Stored data entries:
PR #158, opened 2024-12-19
Updating Kaleido Alignment Functions

jadie1:
Adds the option to use cumulative KDE alignment with Kaleido, either with or without relevance.
- This config runs cumulative KDE alignment without relevance: `align_system/configs/experiment/phase1_evaluation/hybrid_kaleido_soartech_train.yaml`
- This config runs with relevance: `align_system/configs/experiment/phase1_evaluation/relevance_hybrid_kaleido_soartech_train.yaml`

### DIFF
--- a/align_system/utils/alignment_utils.py
+++ b/align_system/utils/alignment_utils.py
@@ -137,7 +137,7 @@ class AvgDistScalarAlignment(AlignmentFunction):
 
 
 class CumulativeAvgDistScalarAlignment(AlignmentFunction):
-    def __call__(self, kdma_values, target_kdmas, choice_history, misaligned=False, kde_norm='globalnorm', probabilistic=False):
+    def __call__(self, kdma_values, target_kdmas, choice_history={}, misaligned=False, kde_norm='globalnorm', probabilistic=False):
         '''
         Uses choice history to calcualte a running average,
         selects the choice that brings the running average closeest to the scalar target.
--- a/align_system/utils/alignment_utils.py
+++ b/align_system/utils/alignment_utils.py
@@ -137,13 +137,16 @@ class AvgDistScalarAlignment(AlignmentFunction):
 
 
 class CumulativeAvgDistScalarAlignment(AlignmentFunction):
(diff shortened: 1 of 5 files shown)


align_system/utils/alignment_utils.py
```diff
@@ -137,7 +137,7 @@ def get_best_sample_index(self, kdma_values, target_kdmas, selected_choice, misa
 
 
 class CumulativeAvgDistScalarAlignment(AlignmentFunction):
-    def __call__(self, kdma_values, target_kdmas, choice_history, misaligned=False, kde_norm='globalnorm', probabilistic=False):
+    def __call__(self, kdma_values, target_kdmas, choice_history={}, misaligned=False, kde_norm='globalnorm', probabilistic=False):
```
eveenhuis, line 140: Nit: I'm not sure it makes sense to have a default arg for the choice history? 

I'm not seeing where you make use of it, though

eveenhuis: Also, side note: apparently mutable objects as default args is bad practice because they are only initialized once. If we *do* want a default value here, the "better-practice" way to do so would be `choice_history=None` and then in the function body 

```
if choice_history is None
    choice_history = {}
```

so that we don't end up in any weird states

jadie1: I had to add this because of this weird way we have to call the alignment function in kaleido: https://github.com/ITM-Kitware/align-system/blob/6105d504967201d2b508a324d6c7e3d9e8953a00/align_system/algorithms/kaleido_adm.py#L374
So we can call it in a consistent way here:
https://github.com/ITM-Kitware/align-system/blob/6105d504967201d2b508a324d6c7e3d9e8953a00/align_system/algorithms/kaleido_adm.py#L415
@dmjoy Is there a smoother way to do this? 
I can at least change it to `None` as @eveenhuis suggested

dmjoy: I thinking changing the default to `None` makes sense; the `partial` stuff is more of a band-aid around the alignment functions not having a common interface (something I hope to fix with some longer term refactoring).

dmjoy (approved):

» **PROBLEM**: Each line of the data above that contains the string "github" should be counted; give only the total.

» **COMPLETED TASK**: 2